A few years ago, when it came time for me to choose where I would go to college, I dared myself to go to school on the other side of the country. Before then I had never lived anywhere but my childhood home and hadn’t been away from my family for more than three weeks at a time. Yet my decision had been made and I couldn't have been more excited.
I’d never been a very adventurous person. I was far more comfortable sticking to routines than the thought of trying something new. I hated doing things or going anywhere on my own and I felt like I always needed one of my friends with me. I thought that, at the very least, it would be something different. However, within two months, I knew that I had made the perfect choice for me.
Knowing that I couldn’t just go home for a weekend, or even Thanksgiving, forced me to invest in my time at school. Like any college freshman, I joined more clubs at the beginning of the year then I ever could have actually attended meetings for. I only knew one person before school started, which didn’t let me be shy or fall back on previous friendships. I forced myself to be as outgoing and friendly as possible. I had never been as tired as I was during those first few weeks of school (until the first round of midterms hit) but by my sophomore year, I had a home away from home and friends that became a second family, rather than just a school.
I have become more independent since going away to school and that’s definitely a factor of just growing up and becoming my own person in general, but I think it has at least some small part to do with the distance. I can’t just hop on a plane when I feel overwhelmed or want someone else to make a decision for me, sure I call home—if I keep the time change in mind—but for the most part I've learned to figure things out on my own or with my friends help.
One of the reasons I decided to go to school in California, so that I wouldn't spend my entire life in one place, and if I end up back in New England, then I will know that that is where I want to be. I wanted to see what it would be like to live in another part of the country and in another climate. I wanted to prevent as many "what ifs" as possible. I wanted to make sure that I won't feel stuck somewhere, and now that I know what comes with moving to a new city, I doubt that I will ever feel that way.
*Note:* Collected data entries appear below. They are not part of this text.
PR #902, opened 2018-12-22
Charts page URL query parameters

buck54321:
Integrates query parameters linked chart controls on charts page. Common code between address and chart controllers moved to chart_helper.


public/js/helpers/chart_helper.js
```diff
@@ -53,3 +53,101 @@ export function padPoints (pts, binSize, sustain) {
...
+      start = this.tryDecode(start)
+      end = start.end
+      start = start.start
+    }
+    return parseInt(start / 1000).toString(36) + '-' + parseInt(end / 1000).toString(36)
+  }
+
+  static decode (encoded, lims) {
+    // if lims are provided, encoded can be a zoomMap key
+    encoded = this.tryDecode(encoded)
```
gozart1: In general, I think it's easier to reason about a codebase where we pretend that the inputs to functions are immutable, and always return a new value. So instead of overwriting the input, do:
`let decoded = this.tryDecode(encoded)`

public/js/helpers/chart_helper.js
```diff
@@ -53,3 +53,101 @@ export function padPoints (pts, binSize, sustain) {
...
+    lims = this.tryDecode(lims)
```
gozart1: What does `lims` mean? I don't see this 2nd arg being passed anywhere and it's not clear to me what it's supposed to represent based in the name of the variable.

buck54321: Current x-axis limits. The second parameter is used in `Zoom.validate` and allows the keywords `day`, `week`, `month`, `year`, and `all`  to be used to set the range. Those values map the the last possible window of that size in the available chart range.  

Should I rename it or document it better?

chappjc: Good for now IMO until we deploy and get more feedback

chappjc:
@gozart1 Feel free to merge with an appropriate squash commit if you feel it's g2g. @buck54321, please confirm.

Being away from home for at least four months at a time has given me a new appreciation for the area I call home. The longer I spend away, the more my fondness grows and expands, for my neighborhood, Boston, Massachusetts, New England and eventually the entire East Coast.
A lot of older people from home tell me that I am brave for going away to school and that they wish they did the same. I don't feel like it was brave at all, I just made a decision based on what I wanted and thought would be best for me. I'm not saying anything against going to school close to home. Plenty of people decide to go to college close to home and love it. It turns out to be the best fit for them and that's great. I'm just saying that, what has been best for me is being far away because I was forced to break out of my comfort zone and from that have started to grow into a person that I honestly don't think I would have if I had stayed nearby. I wouldn't have met the people I now call my closest friends, or have had the same amazing experiences that I have.
When people ask my parents where I go to school, they are met with a look of sympathy when they answer, as if my choice to go to school on the other coast was some punishment for them or something. When really it was my mom who told me during my junior year of high school that "college is the only time in your life that you can just live in another place. Go for it." I've held her to that statement ever since,and I am forever thankful that she said it, because that is what gave me the confidence to make the best decision I've made in life so far.